Working around restrictions on convenience initializers

i have a base class with a private memberwise init, and a public convenience init:

public
class Base 
{
    let a:[Int]
    let b:[Int]
    let c:[Int]
    
    private
    init(a:[Int], b:[Int], c:[Int])
    {
        self.a = a 
        self.b = b
        self.c = c
    }

    public convenience required
    init(x:[Int])
    {
        ...
        self.init(a: a, b: b, c: c)
    }
    
    public 
    func f()
    {
        ...
    }
}

now i want to define subclasses that adds no stored properties but overrides some of the virtual class members. however, this requires duplicating the implementation of init(x:), since a subclass init cannot call a superclass convenience init.

public final 
class Subclass:Base
{
    public required
    init(x:[Int])
    {
        ...
        super.init(a: a, b: b, c: c)
    }

    public override 
    func f()
    {
        ...
    }
}

one way to to satisfy the compiler error is to make the superclass init(x:) a designated initializer. however a designated init cannot call another designated init, which means it cannot delegate to the memberwise init, instead it must assign to the instance properties from within the body of the complex init.

are there any better ways to work around this restriction?

1 Like

Not an answer below (I believe Swift can't do this but I'd love to be mistaken).

Is this checked? I don't see it is:

public class Base {
    let a, b, c: [Int]
    private init(a: [Int], b: [Int], c: [Int]) {
        self.a = a; self.b = b; self.c = c
    }
    public convenience required init(x: [Int]) {
        self.init(a: x, b: x, c: x)
    }
    public func f() {}
}
public final class Subclass: Base {
    public override func f() {}
}

let x = Subclass(x: [])
print(x) // Base !?!

Note that this triggers a serious foot-gun in the language... I'd rather see a compilation error here (if there's no better way), or, it somehow "works correctly" i.e. prints "Subclass".

This looks like a bug.

1 Like

could the reflection description also be related to miscompile: assigning a subclass instance to existential causes base class methods to be called instead of subclass methods · Issue #73962 · apple/swift · GitHub ?

1 Like

I don’t think it’s a problem in reflection per se, it’s literally instantiating the wrong class. Yes, it could be a similar problem although the latter appears to be an optimizer bug. I’ll try to take a look.

1 Like

The former is also -O only, BTW.


Edit: adding a crashing scenario. Same as above plus:

public final class Subclass: Base {
    var y: String = "Hello, World! 123"
    public override func f() {}
}

let x = Subclass(x: [])
print(x) // Base in `-O` !?! 
print(x.y) // 💣 CRASH
1 Like

It's the same bug. I'm working on a fix (Sema: Ban unsound convenience initializer inheritance inside a module by slavapestov · Pull Request #73988 · swiftlang/swift · GitHub).

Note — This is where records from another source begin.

Issue #241, opened 2020-10-06
How can I return 204 No Content HTTP status code?


omid:
What should I use for a code like this?

```
#[api_v2_operation]
pub async fn delete(id: Path<Uuid>) -> MyResult<()> {
    // delete the entity

    Ok(())
}
```

If I do like the following code, the reponse section of the swagger is empty:
```
#[api_v2_operation]
pub async fn delete(id: Path<Uuid>) -> MyResult<HttpResponse> {
    // delete the entity

    Ok(HttpResponse::NoContent().finish())
}
```

platy:
This is related to #62, I also needed to do status codes other than 200 recently, including no content. Unfortunately you can't use HttpResponse as it doesn't give any type information for paperclip to use. I provided the solution I used in a gist (see below). I'm not sure whether to make a PR to add this as I'm not sure if it covers use cases generally enough.

https://gist.github.com/platy/e0bc44e0ce91c8268dcf0d9689e1f974#file-status_codes-rs-L91-L125

If you include the `NoContent` struct from there you can return `Ok(NoContent)` from your `fn() -> MyResult<NoContent>` and both actix-web and paperclip should behave as expected.

omid:
Thanks @platy, your gist code is what I need.

I would say you can make a pull request, then if anybody else wants to add a new status code, or there is something missing, we can improve it. It shouldn't be perfect from the first place.

platy:
Will do, thanks

platy:
@omid I raised a PR #243, also I just noticed that not only are we coming across the same issues at the same time while integrating paperclip, we're also based in the same city 😆

omid:
@platy lol, I can see Berlin is changing :laughing:

omid:
Kudos to @platy, it's there in the master branch already!

PR #243, opened 2020-10-06
Add types for encoding successful response codes

platy:
Add types to encode successful response codes in actix-web:
* `NoContent`
* `AcceptedJson`
* `CreatedJson`

Allows status codes to be used both by paperclip and actix-web, eg.
```rust
use paperclip::actix::web::Json;
use paperclip::actix::{CreatedJson, AcceptedJson, NoContent};

// 201 Created 
#[api_v2_operation]
async fn adopt_pet(body: Json<Pet>) -> Result<CreatedJson<Pet>, ()> {
    let pet: Pet = body.into_inner();
    // bring the pet home
    Ok(CreatedJson(pet))
}
// 204 No Content
#[api_v2_operation]
async fn acknowledge_pet(body: Json<Pet>) -> NoContent {
    NoContent
}
```

I was not really sure where to put this, I put it in `paperclip_core::v2::actix` because it fit there the easiest.

#62 #241

### DIFF
--- a/core/src/v2/actix.rs
+++ b/core/src/v2/actix.rs
@@ -5,16 +5,20 @@ use super::models::{
 #[cfg(feature = "actix-multipart")]
 use super::schema::TypedData;
 use super::schema::{Apiv2Errors, Apiv2Operation, Apiv2Schema};
+use crate::util::{ready, Ready};
 use actix_web::{
+    http::StatusCode,
     web::{Bytes, Data, Form, Json, Path, Payload, Query},
-    HttpRequest, HttpResponse, Responder,
+    Error, HttpRequest, HttpResponse, Responder,
 };
 use pin_project::pin_project;
 
+use serde::Serialize;
 #[cfg(feature = "serde_qs")]
 use serde_qs::actix::QsQuery;
 
 use std::collections::BTreeMap;
+use std::fmt;
 use std::future::Future;
 use std::pin::Pin;
 use std::task::{Context, Poll};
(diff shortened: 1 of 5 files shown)


platy:
I decided to combine the status code with the Json wrapper because it makes the usage shorter, but maybe it makes sense to separate them and leave it up to the user to define types and functions which make the usage better.

wafflespeanut:
This would certainly be the way in the previous version of papercliop, but now we're generating the code for each handler, so we can solve this in an easier way through the macro attribute :smile: 
```
#[api_v2_operation(status(code = 202, description = "I accept"))]  // we can support multiple statuses too
fn my_handler () -> Foo { /* */ }
```
What do you think?

platy:
I really appreciate the macro attribute for being able to describe what the status code means for that particular handler, but I appreciate the return type for joining the behaviour with the spec and meaning that the spec can't be wrong.

core/src/v2/actix.rs
```diff
@@ -521,3 +525,120 @@ where
         new.update_definitions(name, map);
     }
 }
+
+macro_rules! json_with_status {
+    ($name:ident => $status:expr) => {
+        pub struct $name<T: Serialize + Apiv2Schema>(pub T);
```
wafflespeanut, line 531: Let's get rid of the constraints in the type. I prefer having it in the impl instead. Also, let's have a default type.
```rust
pub struct $name<T = ()>(pub T);
```

core/src/v2/actix.rs
```diff
@@ -521,3 +525,120 @@ where
...
+            }
+        }
+    };
+}
+
+json_with_status!(CreatedJson => StatusCode::CREATED);
+json_with_status!(AcceptedJson => StatusCode::ACCEPTED);
+
+#[derive(Debug)]
+pub struct NoContent;
```
wafflespeanut, line 611: Do we have to implement this manually? I understand it's because `NoContent` is not supposed to return anything, but still, we can use `json_with_status!` for `NoContent` too.

platy: I'm for making this DRY, but I think if the behaviour of `NoContent` was serialising `()` as json it would respond with `null`. So i'd need to make the approach more generic and make it apply to any responder rather than reimplementing Json. I like it but I'm not sure how to do it yet

wafflespeanut (approved):
Alright, let's keep this as is for now.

Looks like I introduced the bug in Swift 5.1 with SILGen: Correctly emit vtables when an override is more visible than the base by slavapestov · Pull Request #25137 · swiftlang/swift · GitHub. This fixed linker errors when you did the invalid thing across module boundaries (and a proper diagnostic was then added in [ModuleInterface][5.2] Add Support for @_hasMissingDesignatedInitializers by CodaFi · Pull Request #29027 · swiftlang/swift · GitHub), but the behavior within a module silently regressed since. Sorry about that.

3 Likes

no worries, happens to the best of us!